Rubyzip provides us the way to handle file names in zip file, right? If original byte sequence of the name is maintained, we can avoid troubles.

Can you clarify what you meant here? Are you suggesting we apply the .tr('\\', '/') change to the file name some where else, or restore the .tr('\\', '/'), but use it conditionally based on charactered encoding?

Either way, I think we need some failing tests to demonstrate both the issue #308 was meant to solve, alongside this issue. Perhaps that's where I'll start.

If anyone solution ideas, please share; we're new to this codebase.

[bbuchalter]

I modified the rubyzip test suite so that when it generates test zip files, it includes a file named p932_encoding_in_filename_表.txt. This causes many tests to fail.
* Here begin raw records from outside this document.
PR #1060, opened 2020-09-03
pagination: Fix disappearing pagination on back nav and refresh

creotutar:
Previously, there were two pagination persistence bugs.

1. Land on a vertical page with a query with results. Go to page 2. Go
   to page 3. Try to navigate backwards in browser history. You will go
   to page 1 instead of page 3.

2. Land on a vertical page w a query w results. Go to page 2. Refresh
   the page. You will be on page 1 instead of page 2.

Both of these related bugs were because we were defaulting to resetting
pagination on any searchbar search. In 1, backwards navigation updates the
query and the searchbar takes the updated query and searches. In 2,
landing  with a `query` query parameter is determined in the SearchBar
component onCreate.

To fix this, we add another value for the pre-existing `queryTrigger`
global storage key, QUERY_PARAMETER, meaning the query was triggered by
a query parameter.

Note: as a result of this fix, we were no longer able to go from Page 2
to Page 1. This is because of another bug, where navigating backwards in
history from presence of a query param to absence of the param will not
erase the parameter in storage. This is fixed for the pagination param here
but should be addressed more widely in SLAP-616.

J=SLAP-610
TEST=manual

Test on a local Jambo HH Theme site attached to a local dist of the SDK.
Test on a local site using the SDK directly.

Test that navigating on a vertical to Page 2 and then Page 3 allows you
to navigate back in browser history to Page 2 and Page 1 respectively.

Test that navigating to a page and then refreshing maintains pagination
offset. (IE Test that query params for search-offset work as intended).

Test that navigating to a page and then searching another query in the
searchbar /will/ reset pagination (and remove the associated query
parameter).

Test that queryTrigger in the liveapi request in all the situations
are null.

Test that with defaultInitialSearch set, queryTrigger still sends as
'initialize' in the liveapi request.

### DIFF
--- a/src/answers-umd.js
+++ b/src/answers-umd.js
@@ -169,7 +169,7 @@ class Answers {
         }
 
         if (!data[StorageKeys.SEARCH_OFFSET]) {
-          this.core.globalStorage.delete(StorageKeys.SEARCH_OFFSET);
+          this.core.globalStorage.set(StorageKeys.SEARCH_OFFSET, 0);
         }
         globalStorage.setAll(data);
       }
--- a/src/answers-umd.js
+++ b/src/answers-umd.js
@@ -19,6 +19,7 @@ import GlobalStorage from './core/storage/globalstorage';
 import { AnswersComponentError } from './core/errors/errors';
 import AnalyticsEvent from './core/analytics/analyticsevent';
 import StorageKeys from './core/storage/storagekeys';
+import QueryTriggers from './core/models/querytriggers';
 import SearchConfig from './core/models/searchconfig';
 import AutoCompleteApi from './core/search/autocompleteapi';
 import MockAutoCompleteService from './core/search/mockautocompleteservice';
@@ -163,6 +164,12 @@ class Answers {
       resetListener: data => {
         if (!data[StorageKeys.QUERY]) {
           this.core.clearResults();
+        } else {
+          this.core.globalStorage.set(StorageKeys.QUERY_TRIGGER, QueryTriggers.QUERY_PARAMETER);
+        }
+
+        if (!data[StorageKeys.SEARCH_OFFSET]) {
+          this.core.globalStorage.delete(StorageKeys.SEARCH_OFFSET);
         }
         globalStorage.setAll(data);
       }
@@ -173,6 +180,9 @@ class Answers {
     globalStorage.set(StorageKeys.LOCALE, parsedConfig.locale);
     globalStorage.set(StorageKeys.SESSIONS_OPT_IN, parsedConfig.sessionTrackingEnabled);
     parsedConfig.noResults && globalStorage.set(StorageKeys.NO_RESULTS_CONFIG, parsedConfig.noResults);
+    if (globalStorage.getState(StorageKeys.QUERY)) {
+      globalStorage.set(StorageKeys.QUERY_TRIGGER, QueryTriggers.QUERY_PARAMETER);
+    }
 
     const context = globalStorage.getState(StorageKeys.API_CONTEXT);
     if (context && !isValidContext(context)) {
@@ -434,7 +444,7 @@ class Answers {
     if (prepopulatedQuery != null) {
       return;
     }
-    this.core.globalStorage.set('queryTrigger', 'initialize');
+    this.core.globalStorage.set(StorageKeys.QUERY_TRIGGER, QueryTriggers.INITIALIZE);
     this.core.setQuery(searchConfig.defaultInitialSearch);
   }
 
--- a/src/core/core.js
+++ b/src/core/core.js
@@ -10,6 +10,7 @@ import Navigation from './models/navigation';
 import AlternativeVerticals from './models/alternativeverticals';
 import DirectAnswer from './models/directanswer';
 import LocationBias from './models/locationbias';
+import QueryTriggers from './models/querytriggers';
 
 import StorageKeys from './storage/storagekeys';
 import AnalyticsEvent from './analytics/analyticsevent';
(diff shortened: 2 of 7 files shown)


src/ui/components/search/searchcomponent.js
```diff
@@ -547,29 +552,28 @@ export default class SearchComponent extends Component {
...
   }
 
   /**
    * Performs a query using the provided string input.
    * @param {string} query The string to query against.
+   * @param {Object} searchOptionsOverrides The options to pass for core search
    * @returns {Promise} A promise that will perform the query and update globalStorage accordingly.
    */
-  search (query) {
+  search (query, searchOptionsOverrides) {
```
creotutar: This is a weird function signature. I was considering making it just `searchOptions` and passing it from the initial call of `debouncedSearch` but I was worried about moving the logic of `if verticalKey searchOptions1 else searchOptions2` to every occurrence.

creotutar: Still on the fence.

creotutar: I changed it

src/answers-umd.js
```diff
@@ -163,6 +164,12 @@ class Answers {
       resetListener: data => {
         if (!data[StorageKeys.QUERY]) {
           this.core.clearResults();
+        } else {
+          this.core.globalStorage.set(StorageKeys.QUERY_TRIGGER, QueryTriggers.QUERY_PARAMETER);
+        }
+
+        if (!data[StorageKeys.SEARCH_OFFSET]) {
```
creotutar, line 171: See note in the commit message. I made SLAP-616 to address going from presence to absence of query param on back nav.

src/ui/components/search/spellcheckcomponent.js
```diff
@@ -49,7 +49,7 @@ export default class SpellCheckComponent extends Component {
     let params = new SearchParams(window.location.search.substring(1));
     params.set('query', query.value);
     params.set('skipSpellCheck', true);
```
cea2aj, line 51: nit: Maybe we should use StorageKeys here as well? Everything else LGTM!

src/core/models/querytriggers.js
```diff
@@ -0,0 +1,12 @@
...
+
+/**
+ * QueryTriggers is an ENUM of the possible triggers for a
+ * query update.
+ *
+ * @enum {string}
+ */
+export default {
+  INITIALIZE: 'initialize',
+  QUERY_PARAMETER: 'query-parameter'
```
tmeyer2115, line 11: I think we should consider renaming `QUERY_PARAMETER`. In the context of our system, query is already a loaded term (search query), so I think it's a bit confusing for us to adopt another meaning for query here.

alexisgrow (approved):
this LGTM!

src/ui/components/search/searchcomponent.js
```diff
@@ -150,11 +160,22 @@ export default class SearchComponent extends Component {
...
           this.core.setQuery(this._defaultInitialSearch);
         }
         return;
       }
-      this.debouncedSearch(q);
+
+      const queryTrigger = this.core.globalStorage.getState(StorageKeys.QUERY_TRIGGER);
+      const resetPagination = this._verticalKey &&
+        queryTrigger !== QueryTriggers.QUERY_PARAMETER &&
+        queryTrigger !== QueryTriggers.INITIALIZE;
```
tmeyer2115, line 172: Do we anticipate making a `QueryTrigger` for manual input in the search bar? If not, could we simplify this logic by saying if `verticalKey` and if `!queryTrigger`, then `resetPagination`?

src/core/core.js
```diff
@@ -497,6 +503,18 @@ export default class Core {
     this.filterRegistry.clearLocationRadiusFilterNode();
   }
 
+  /**
+   * Returns the query trigger for the search API given the SDK query trigger
+   * @param {QueryTriggers} queryTrigger SDK query trigger
+   * @returns {QueryTriggers} query trigger if accepted by the search API, null o/w
+   */
+  getQueryTriggerForSearchApi (queryTrigger) {
```
oshi97, line 511: I don't think we want to use queryTrigger both for persistent storage magic and also as something completely separate we send to the api, I think it would be easier to just have them be two separate things.

src/ui/components/search/spellcheckcomponent.js
creotutar: Agree! But I think that would be a change that should not be in this commit (as that is outside of the scope of this work). I can make an item for the more sweeping change of using StorageKeys wherever possible with global/persistent storage. SLAP-621

src/ui/components/search/searchcomponent.js
creotutar: I was not sure what to anticipate! We currently have another query trigger (for SpellCheck component, which is more dynamic, relying on the `type` of the data returned). I believe we would want spellcheck query triggers to continue to reset pagination. It felt easier here to enumerate these two than try to figure out the possible types for SpellCheck. How does that sound to you?

oshi97 (commented):
Would it be possible to, instead of making these query trigger changes, update the resetListener (really just onpopstate) in answers-umd.js? I was thinking of maybe setting an IMPORTANT_SEARCH_OFFSET storage key onpopstate that would override the regular search_offset and would be deleted after every search. I was just thinking we want the fix this the easiest way that is to refactor, and if we can scope this change to just when the history changes I think that would be ideal?

tmeyer2115 (approved):

oshi97 (approved):

src/core/core.js
creotutar: Talked offline. This is definitely not an ideal way to get context about entry for the query update. This is necessary because we have /two/ ways we need to fix (on a refresh and on a popstate from back nav). Both of these initiate a search through a query update.

Discussed w @tmeyer2115 a bit yesterday about the second point. QueryTriggers will be a first class _SDK_ enum. We will guide behavior based on this storage key and if it has a certain value, we will also pass it in the LiveAPI request.

Keeping this implementation for now, I understand the refactoring worries:(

The first failure I'm examining is against test/central_directory_test.rb:13. The purpose of this test is to assert that we get the expected entries in the zip. The test fails because we've told it to expect a file named cp932_encoding_in_filename_表.txt but the entry's name is cp932_encoding_in_filename_\xE8\xA1\xA8.txt.

表 is represented as \xE8\xA1\xA8 because:

irb(main):012:0> '表'.force_encoding('ascii-8bit')
=> "\xE8\xA1\xA8"
irb(main):006:0> '表'.bytes
=> [232, 161, 168]
irb(main):004:0> "\xE8\xA1\xA8".bytes
=> [232, 161, 168]

I'm trying to decide how to interpret this. Is this failure telling me the application code is wrong or if my test assertion is wrong?

[hainesr]

There are tests with Unicode filenames that work though, aren't there?

Do you have the Unicode option on when doing this?

[bbuchalter]

Thanks for the reply @hainesr! Are you talking about #340 - if so, no I don't. I'll give it a try.

[hainesr]

@bbuchalter any joy? One thing I have learned about character encoding over the years is that sometimes you just need to know what character encoding you have, and there's no way to guess/infer it.

[hainesr]

Maybe we could reinstate the .tr('\\', '/') after the encoding has been enforced?

rubyzip/lib/zip/entry.rb

Line 371 in 2f80da6

@name.force_encoding(::Zip.force_entry_names_encoding)

[hainesr]

Having played around with just about every combination of characters and encodings that I can think of, I think the solution to this to reinstate the .tr('\\', '/') after the encoding of the filename has been enforced. The various encodings of '表' will survive the tr intact if the encoding is correct.

If you have non-ascii characters in your filenames I think the solution is that you need to set ::Zip.force_entry_names_encoding appropriately. There is just no way of inferring what encoding a particular string of bytes is intended to be interpreted as.

@bbuchalter you are seeing '表'.force_encoding('ascii-8bit') => "\xE8\xA1\xA8" because your '表' is encoded in UTF-8! This is because irb and ruby source files are read as UTF-8 (I think). And force-encoding only changes the encoding, not the bytes, so you're seeing the raw bytes of the UTF-8 encoding of '表'. See this for an explanation.

Some working from irb:

> '表'.tr('\\', '/')
 => "表"

> '表\表'.tr('\\', '/')
 => "表/表"

> '表\表'.encode('windows-31j')
 => "\x{955C}\\\x{955C}"

> '表\表'.encode('windows-31j').tr('\\', '/')
 => "\x{955C}/\x{955C}"

> '表\表'.encode('windows-31j').tr('\\', '/').encode('utf-8')
 => "表/表"

[hainesr]

Another thought on this: the zip spec says nothing about handling any other encodings other than IBM Code Page 437 and UTF-8. See APPENDIX D in the spec.

Obviously people are using other encodings out there in the wild, which is presumably why we have ::Zip.force_entry_names_encoding available.